## What the task asks
The line with "I used the logic", the line with "Hey, I've tried", and all lines between them in the material below: return these exactly, and no others.

## Data for review
Issue #329, opened 2017-03-14
Add favorites as home screen launcher (or as widget or shortcut)


moejoeblue:
Feature request: It would be great to have the possibility to save relations specified as favorites as launchers on the android home screen. (This feature has been removed from the DB Navigator app. It would be great to see it in TransportR!)
This could be done as a shortcut, similar to the "Get me Home"-shortcut that is already implemented (which is great).
The idea of a shortcut would be to save as much screen taps as possible: Ideally only one tap on the shortcut "Aa to Bb" should open TransportR and directly give the search results for Aa to Bb for the current time.

grote:
This has been implemented in #375 and is available in the latest beta. Thanks @Noxsense

PR #375, opened 2017-10-24
WIP: Add shortcut for normal favorite location

Noxsense:
Hello, I'm currently working on #329.
I tried to put the your new `addShortcut()` into the parent class, so the `FavoriteTripPopupMenu` can also create shortcuts, if they are marked as favorites.
I used the logic of `findDirection(...)` for the Shortcut Intent and checked if all parameters were correctly inserted, but the shortcut is only created (or added) if the parameters for `from`, `via` and `to` are null (uid and boolean were fine).

(The Intent created for the shortcut is actually working: I tried to start its activity instead of putting it as shortcut into the other intent.)

I have no idea the shortcut isn't showing up or only if the  parameters were null.
Do you have any idea why this happens?


app/src/main/java/de/grobox/transportr/utils/TransportrUtils.java
```diff
@@ -649,6 +649,22 @@ static public int getDragDistance(Context context) {
...
+		shortcutIntent.setAction(ACTION_MAIN);
+		shortcutIntent.addFlags(FLAG_ACTIVITY_NEW_TASK);
+		shortcutIntent.addFlags(FLAG_ACTIVITY_CLEAR_TOP);
+
+		//FIXME Doesn't work if they are not null
+		shortcutIntent.putExtra(FAV_TRIP_UID, uid);
+		shortcutIntent.putExtra(FROM, from);
+		shortcutIntent.putExtra(VIA, via);
+		shortcutIntent.putExtra(TO, to);
+		shortcutIntent.putExtra(SEARCH, false);
```
grote: My guess is that you can't put complex objects that need to be serialized into shortcut intents.

grote: If that's true, you could work with `StoredSearch` `uid`s, but you need to handle the case when the `uid` doesn't exist anymore.

Noxsense:
Hey, I've tried to store the locations ID ((instead of only StoredSearches)) and I could restore those from the intent.
But I think it' because the shortcut is trying to start searching immediately the database is not always loaded at time an there are no locations to restore from yet.
I used `getLocations` from the `DirectionViewModel` in the `DirectionActivity` but also the database itself isn't always loaded yet.

It's working if the shortcut is launched not long after quitting the app, I guess it's because of the cache.

Then I tried to load the already existing Home shortcut with cleared cache (or just updated app) and there the locations doesn't load either.

app/src/main/java/de/grobox/transportr/favorites/trips/FavoriteTripPopupMenu.java
```diff
@@ -50,12 +50,14 @@ public boolean onMenuItemClick(MenuItem item) {
...
-				widgetName = String.format(widgetName, String.valueOf(trip.getFrom()), String.valueOf(trip.getTo()));
-
-				addShortcut(context, getShortcutIntent(context, 0, trip.getFrom(), trip.getVia(), trip.getTo()),
-						widgetName, R.mipmap.ic_quickwork_widget);
+				addShortcut(context, getShortcutIntent(context,
+							trip.getUid(),
+							trip.getNetworkId(),
+							((StoredLocation) trip.getFrom()).getUid(),
+							(trip.getVia() == null) ? null : ((StoredLocation) trip.getVia()).getUid(),
+							((StoredLocation) trip.getTo()).getUid()),
```
grote: `trip.getUid()` should be sufficient to identify a trip and get the `FavoriteTripItem` from the database. No need for the other data here.

app/src/main/java/de/grobox/transportr/favorites/trips/FavoriteTripPopupMenu.java
```diff
@@ -50,12 +50,14 @@ public boolean onMenuItemClick(MenuItem item) {
...
+						getShortcutName(),
+						R.mipmap.ic_quickwork_widget);
```
grote: When the PR is ready, we would need to think about  a different icon here.

app/src/main/java/de/grobox/transportr/trips/search/DirectionsActivity.java
```diff
@@ -126,6 +128,30 @@ private void processIntent() {
...
+					fromId = intent.getLongExtra(FROM, 0);
+					viaId = (Long) intent.getSerializableExtra(VIA);
+					toId = intent.getLongExtra(TO, 0);
+
+					from = null;
+					to = null;
+
+					try{
+						for (FavoriteLocation location : viewModel.getLocations().getValue()) {
+							locationId = location.getUid();
```
grote: You need to ask the view model for the FavoriteTripItem with the `uid` from the intent. If the data is not yet available when the intent is processed, you need to observe it to get notified when available.

app/src/main/java/de/grobox/transportr/utils/TransportrUtils.java
```diff
@@ -649,19 +650,18 @@ static public int getDragDistance(Context context) {
...
 		shortcutIntent.putExtra(FAV_TRIP_UID, uid);
-		shortcutIntent.putExtra(FROM, from);
-		shortcutIntent.putExtra(VIA, via);
-		shortcutIntent.putExtra(TO, to);
-		shortcutIntent.putExtra(SEARCH, false);
-
+		shortcutIntent.putExtra("network", networkId.ordinal());
+		shortcutIntent.putExtra(FROM, fromId);
+		shortcutIntent.putExtra(VIA, viaId);
+		shortcutIntent.putExtra(TO, toId);
```
grote: like I said above, the `FAV_TRIP_UID` should be sufficient here.

Noxsense:
The name for the shortcut is currently hard coded. But if all names from to and via have to be inserted, it will be quite long.
And I think the icon could the star like the favourite icon  on a red background.

grote:
> The name for the shortcut is currently hard coded. But if all names from to and via have to be inserted, it will be quite long.

Yeah, I don't know how to solve that.

> And I think the icon could the star like the favourite icon on a red background.

I agree!

comradekingu:
@Noxsense Could you post a screenshot of what that looks like?

Noxsense:
I guess something like this?
ic_favourite_generated


[Icon (with Launcher Icon generator)](https://romannurik.github.io/AndroidAssetStudio/icons-launcher.html#foreground.type=clipart&foreground.clipart=star&foreground.space.trim=1&foreground.space.pad=0.15&foreColor=rgb(255%2C%20255%2C%20255)&backColor=rgb(242%2C%2066%2C%2054)&crop=0&backgroundShape=square&effects=shadow&name=ic_favorite_widget)

grote:
Yes looks nice. Android Studio has a built-in icon creator now btw.

Noxsense:
Is there anything else I can improve?

app/src/main/java/de/grobox/transportr/favorites/trips/AbstractFavoritesPopupMenu.java
```diff
@@ -64,4 +71,22 @@ public boolean onMenuItemClick(MenuItem item) {
 		}
 	}
 
+	protected void addShortcut(Context context, Intent shortcutIntent, String shortcutName, int shortcutDrawable) {
```
grote: Do you really need to pass in a `Context` here or can you use the existing `context` variable?

The `shortcutDrawable` should be annotated with `@DrawableRes`.

app/src/main/java/de/grobox/transportr/favorites/trips/AbstractFavoritesPopupMenu.java
```diff
@@ -64,4 +71,22 @@ public boolean onMenuItemClick(MenuItem item) {
...
+		context.sendBroadcast(addIntent);
+
+		// switch to home-screen to let the user see the new shortcut
+		Intent startMain = new Intent(Intent.ACTION_MAIN);
+		startMain.addCategory(Intent.CATEGORY_HOME);
+		startMain.setFlags(Intent.FLAG_ACTIVITY_NEW_TASK);
+		context.startActivity(startMain);
+	}
+
+	protected abstract Intent getShortcutIntent(Context context, String type);
```
grote: Why is this needed if you pass in the shortcut intent above?

app/src/main/java/de/grobox/transportr/favorites/trips/FavoriteTripPopupMenu.java
```diff
@@ -20,17 +20,27 @@
...
 import android.view.View;
 
 import de.grobox.transportr.R;
+import de.grobox.transportr.trips.search.DirectionsActivity;
+
+import static android.content.Intent.ACTION_SEARCH;
+import static android.content.Intent.FLAG_ACTIVITY_NEW_TASK;
+import static android.content.Intent.FLAG_ACTIVITY_CLEAR_TOP;
+
+//import static de.grobox.transportr.utils.Constants.FAV_TRIP_UID;
```
grote: Is this still needed?

app/src/main/java/de/grobox/transportr/favorites/trips/FavoriteTripPopupMenu.java
```diff
@@ -67,4 +80,32 @@ private void setFavState(MenuItem item, boolean is_fav) {
...
+	@Override
+	protected Intent getShortcutIntent(Context context, String type)
+	{
+		// ignore type, insert uid
+		Intent shortcutIntent = new Intent(context, DirectionsActivity.class);
+		shortcutIntent.setAction(ACTION_SEARCH);
+		shortcutIntent.addFlags(FLAG_ACTIVITY_NEW_TASK);
+		shortcutIntent.addFlags(FLAG_ACTIVITY_CLEAR_TOP);
+		shortcutIntent.setData(Uri.parse(DirectionsActivity.INTENT_URI_FAVORITE));
+		shortcutIntent.putExtra("uid", trip.getUid());
```
grote: `"uid"` should be a `String` constant.

app/src/main/java/de/grobox/transportr/favorites/trips/FavoriteTripPopupMenu.java
```diff
@@ -67,4 +80,32 @@ private void setFavState(MenuItem item, boolean is_fav) {
...
+		return shortcutIntent;
+	}
+
+	private String getShortcutName()
+	{
```
grote: coding style violation (here and below in this method)

app/src/main/java/de/grobox/transportr/favorites/trips/FavoriteTripPopupMenu.java
```diff
@@ -67,4 +80,32 @@ private void setFavState(MenuItem item, boolean is_fav) {
...
+		String str = null;
+
+		if (trip.getVia()==null)
```
grote: missing spaces

app/src/main/java/de/grobox/transportr/favorites/trips/SavedSearchesViewModel.java
```diff
@@ -42,7 +42,7 @@ protected SavedSearchesViewModel(TransportrApplication application, TransportNet
 		this.savedSearches = searchesRepository.getFavoriteTrips();
 	}
 
-	LiveData<List<FavoriteTripItem>> getFavoriteTrips() {
+	public LiveData<List<FavoriteTripItem>> getFavoriteTrips() {
```
grote: Why did you need to change the visibility here? Do you access this ViewModel outside of this package?

app/src/main/java/de/grobox/transportr/trips/search/DirectionsActivity.java
```diff
@@ -147,6 +152,26 @@ private void processIntent() {
 					to = viewModel.getWork().getValue();
 					if (to == null) new WorkPickerFragment().show(getSupportFragmentManager(), WorkPickerFragment.TAG);
 					break;
+				case INTENT_URI_FAVORITE:
+					from = null;
+					via = null;
+					to = null;
```
grote: Do you need to explicitly assign `null` here?

app/src/main/java/de/grobox/transportr/trips/search/DirectionsActivity.java
```diff
@@ -147,6 +152,26 @@ private void processIntent() {
...
+					long uid = intent.getLongExtra("uid",0);
```
grote: Missing space. Btw. in Android Studio, there's a shortcut to automatically apply the current coding style to the entire file or your selection. This quickly fixes the style.

app/src/main/java/de/grobox/transportr/trips/search/DirectionsActivity.java
```diff
@@ -147,6 +152,26 @@ private void processIntent() {
...
+
+					LiveData<List<FavoriteTripItem>> tripsLiveData;
+					tripsLiveData = viewModel.getFavoriteTrips();
+					tripsLiveData.observe(this, trips -> {
+						for (FavoriteTripItem trip : trips) {
+							if (trip!=null && trip.getUid()==uid)
+							{
```
grote: coding style

app/src/main/java/de/grobox/transportr/trips/search/DirectionsActivity.java
```diff
@@ -147,6 +152,26 @@ private void processIntent() {
...
 					break;
+				case INTENT_URI_FAVORITE:
+					from = null;
+					via = null;
+					to = null;
+					long uid = intent.getLongExtra("uid",0);
+
+					LiveData<List<FavoriteTripItem>> tripsLiveData;
+					tripsLiveData = viewModel.getFavoriteTrips();
+					tripsLiveData.observe(this, trips -> {
```
grote: You could just do `viewModel.getFavoriteTrips().observe(...)`

app/src/main/java/de/grobox/transportr/trips/search/DirectionsActivity.java
```diff
@@ -147,6 +152,26 @@ private void processIntent() {
...
+							if (trip!=null && trip.getUid()==uid)
+							{
+								searchFromTo(trip.getFrom(), trip.getVia(), trip.getTo());
+								tripsLiveData.removeObservers(this); // everything is done
+								break;
+							}
+						}
+					});
+					setIntent(null);
+					return; // will be finished in viewmodel's loaded trips
```
grote: This looks a bit strange. Why don't you let this method go down to the end and assign `from`, `via` and `to` properly instead of suddenly returning here and duplicating code before?

app/src/main/java/de/grobox/transportr/trips/search/DirectionsActivity.java
```diff
@@ -147,6 +152,26 @@ private void processIntent() {
...
+					tripsLiveData = viewModel.getFavoriteTrips();
+					tripsLiveData.observe(this, trips -> {
+						for (FavoriteTripItem trip : trips) {
+							if (trip!=null && trip.getUid()==uid)
+							{
+								searchFromTo(trip.getFrom(), trip.getVia(), trip.getTo());
+								tripsLiveData.removeObservers(this); // everything is done
+								break;
+							}
+						}
```
grote: What happens if the user deleted a favorite trip, but still has the shortcut on the launcher? How is this handled?

app/src/main/java/de/grobox/transportr/favorites/trips/SavedSearchesViewModel.java
Noxsense: Yes, in `DirectionsActivity`
where I use it like `viewModel.getFavoriteTrips().observe(...)`

app/src/main/java/de/grobox/transportr/trips/search/DirectionsActivity.java
Noxsense: Yes, but I use `tripsLiveData` to remove the observer when the actual trip is found.
Otherwise the found trip will be found again on every update of the livedata with the same trips.

app/src/main/java/de/grobox/transportr/trips/search/DirectionsActivity.java
Noxsense: The shortcut will just start a `DirectionsActivity` with empty source and destination fields. The observer won't find a matching trip in the list and do nothing.
Should we try to delete shortcuts when unmarking trips as favorite?

app/src/main/java/de/grobox/transportr/trips/search/DirectionsActivity.java
mheinzel: The main problem is that we don't know when all trips will be loaded and if they even contain the one we are looking for. So if we just use `getValue()` (as for Home or Work) it might not be loaded in time and we miss it. But we can't block here and wait for it either, since it might never appear.
The only solution I saw, was to attach `searchFromTo` to the observer and exit the method. But I don't have a valid `from` and `to` at this point, so I can't let the method go down to the end.

If you have a better idea, I would be happy to hear it.

I'll fix the other issues you pointed out.

mheinzel: Oh, and thank you for taking the time to review this!

app/src/main/java/de/grobox/transportr/trips/search/DirectionsActivity.java
grote: Ah right. You need a reference to the LiveData.

app/src/main/java/de/grobox/transportr/trips/search/DirectionsActivity.java
grote: I think when the observer doesn't find any trips, we could just show a Toast saying that this favorite was removed and that the user should remove the shortcut as well.

app/src/main/java/de/grobox/transportr/trips/search/DirectionsActivity.java
```diff
@@ -147,6 +152,26 @@ private void processIntent() {
...
+					from = null;
+					via = null;
+					to = null;
+					long uid = intent.getLongExtra("uid",0);
+
+					LiveData<List<FavoriteTripItem>> tripsLiveData;
+					tripsLiveData = viewModel.getFavoriteTrips();
+					tripsLiveData.observe(this, trips -> {
+						for (FavoriteTripItem trip : trips) {
+							if (trip!=null && trip.getUid()==uid)
```
grote: `trip` should never be `null` here.

app/src/main/java/de/grobox/transportr/trips/search/DirectionsActivity.java
Noxsense: The main problem is that we don't know when all trips will be loaded and
if they even contain the one we are looking for. So if we just use
`getValue()` (as for Home or Work) it might not be loaded in time and we
miss it. But we can't block here and wait for it either, since it might
never appear.
The only solution I saw, was to attach `searchFromTo` to the observer
and exit the method. But I don't have a valid `from` and `to` at this
point, so I can't let the method go down to the end.

If you have a better idea, I would be happy to hear it.

Thank you for taking the time to review my changes.
I'll fix the other
issues you pointed out.

grote: Ah I see. Unfortunately, I don't see a better way to handle this myself.

app/src/main/java/de/grobox/transportr/favorites/trips/AbstractFavoritesPopupMenu.java
Noxsense: Previously, it was necessary to call `getShortcutIntent()` to get the intent and pass it to `addShortcut()`.
This is unnecessary, so I changed `addShortcut()` to call `getShortcut()` itself.

`getShortcutIntent()` is needed because each subclass has its own way of creating the actual shortcut intent.

app/src/main/java/de/grobox/transportr/favorites/trips/FavoriteTripPopupMenu.java
```diff
@@ -47,6 +57,9 @@ public boolean onMenuItemClick(MenuItem item) {
 				}
 				setFavState(item, trip.isFavorite());
 				return true;
+			case R.id.action_add_shortcut:
+				addShortcut(null, getShortcutName(), R.mipmap.ic_launcher_favorite);
```
grote: What is a `null` type? If `null` makes sense here, you need to annotate the parameter `@Nullable`.

app/src/main/java/de/grobox/transportr/favorites/trips/FavoriteTripPopupMenu.java
```diff
@@ -67,4 +80,21 @@ private void setFavState(MenuItem item, boolean is_fav) {
...
+	protected Intent getShortcutIntent(Context context, String type) {
+		// ignore type, insert uid
+		Intent shortcutIntent = new Intent(context, DirectionsActivity.class);
+		shortcutIntent.setAction(ACTION_SEARCH);
+		shortcutIntent.addFlags(FLAG_ACTIVITY_NEW_TASK);
+		shortcutIntent.addFlags(FLAG_ACTIVITY_CLEAR_TOP);
+		shortcutIntent.setData(Uri.parse(DirectionsActivity.INTENT_URI_FAVORITE));
+		shortcutIntent.putExtra(FAV_TRIP_UID, trip.getUid());
+		return shortcutIntent;
+	}
```
grote: Could you also pass in the proper type here and then do

```java
Intent shortcutIntent = super.getShortcutIntent(Context context, String type);
shortcutIntent.putExtra(FAV_TRIP_UID, trip.getUid());
return shortcutIntent;
```

This way, you can maybe get rid of the code duplication.

Noxsense: Ok, now I am reusing some more of the methods which where actually in `SpecialLocationPopupMenu` in `AbstractFavoritesPopupMenu`, while most of them are still abstract and are overridden in the actual sub class. So all of them use `addShortcut()` and `getShortcutIntent()` with `FavoriteTripPopupMenu` adding the trips `uid`.

grote:
Merged, thanks!

Noxsense:
Nice. Thanks for your help!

## Output of the task
I used the logic of `findDirection(...)` for the Shortcut Intent and checked if all parameters were correctly inserted, but the shortcut is only created (or added) if the parameters for `from`, `via` and `to` are null (uid and boolean were fine).

(The Intent created for the shortcut is actually working: I tried to start its activity instead of putting it as shortcut into the other intent.)

I have no idea the shortcut isn't showing up or only if the  parameters were null.
Do you have any idea why this happens?


app/src/main/java/de/grobox/transportr/utils/TransportrUtils.java
```diff
@@ -649,6 +649,22 @@ static public int getDragDistance(Context context) {
...
+		shortcutIntent.setAction(ACTION_MAIN);
+		shortcutIntent.addFlags(FLAG_ACTIVITY_NEW_TASK);
+		shortcutIntent.addFlags(FLAG_ACTIVITY_CLEAR_TOP);
+
+		//FIXME Doesn't work if they are not null
+		shortcutIntent.putExtra(FAV_TRIP_UID, uid);
+		shortcutIntent.putExtra(FROM, from);
+		shortcutIntent.putExtra(VIA, via);
+		shortcutIntent.putExtra(TO, to);
+		shortcutIntent.putExtra(SEARCH, false);
```
grote: My guess is that you can't put complex objects that need to be serialized into shortcut intents.

grote: If that's true, you could work with `StoredSearch` `uid`s, but you need to handle the case when the `uid` doesn't exist anymore.

Noxsense:
Hey, I've tried to store the locations ID ((instead of only StoredSearches)) and I could restore those from the intent.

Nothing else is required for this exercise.